* **Your task**: Would you give the data below back exactly as it reads?

* **Dataset excerpt**:
● ● ● ●
PR #510, opened 2026-07-01
[B 2iii]: Handle claiming flow

rmeissner:
Implement the required state transitions to claim tokens from the sentinel oracle. For this it is required to track the committed state and react to the oracle result event.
● ● ● ●
* **Solved exercise**:
PR #510, opened 2026-07-01
[B 2iii]: Handle claiming flow

rmeissner:
Implement the required state transitions to claim tokens from the sentinel oracle. For this it is required to track the committed state and react to the oracle result event.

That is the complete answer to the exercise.